Problem details: Return each line of the entries that mentions the word "form".

Given data:
■ ■ ■ ■ ■

PR #1398, opened 2024-03-19
Enhanced facet filter margins

verheyenkoen:
Enhanced facet filter margins with gap so there's no need to determine the last item and set margin dynamically.
CLOSES #1393

### DIFF
--- a/views/form/default/checkbox.gohtml
+++ b/views/form/default/checkbox.gohtml
@@ -1,6 +1,6 @@
 <div class="mb-6 row{{if .Error}} is-invalid{{end}}">
     <div class="col-{{.Cols}} offset-lg-3 mt-2">
-      <div class="form-check ">
+      <div class="form-check">
         <input class="form-check-input{{if .Error}} is-invalid{{end}}" type="checkbox" id="{{.Name}}" name="{{.Name}}"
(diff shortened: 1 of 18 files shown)


nicolasfranck (approved):

mietcls:
I gave feedback here @verheyenkoen: https://github.com/ugent-library/biblio-ugent-prototype/pull/17

verheyenkoen:
@mietcls Unless I'm missing something, the only difference I see between your change and what is in this PR is you removed a nested `<div>` which I tried at first but it doesn't work well (or needs to be fixed in some other way).

```html
<div class="dropdown-menu__body border-bottom d-flex flex-column gap-4">
    ...
</div>
```
instead of:
```html
<div class="dropdown-menu__body border-bottom">
    <div class="d-flex flex-column gap-4">
        ...
    </div>
</div>
```
This is what you get when you nest both divs (probably only a problem when facet texts are wrapped):
image

nics:
@mietcls @koen what's the status of this?

verheyenkoen:
Awaiting feedback from @mietcls

mietcls:
Correct @verheyenkoen – apologies. There's a non-urgent minor adjustment for the titles as well so they align with the select button, but I can add that optimisation later.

■ ■ ■ ■ ■

Expected answer:
--- a/views/form/default/checkbox.gohtml
+++ b/views/form/default/checkbox.gohtml
-      <div class="form-check ">
+      <div class="form-check">
         <input class="form-check-input{{if .Error}} is-invalid{{end}}" type="checkbox" id="{{.Name}}" name="{{.Name}}"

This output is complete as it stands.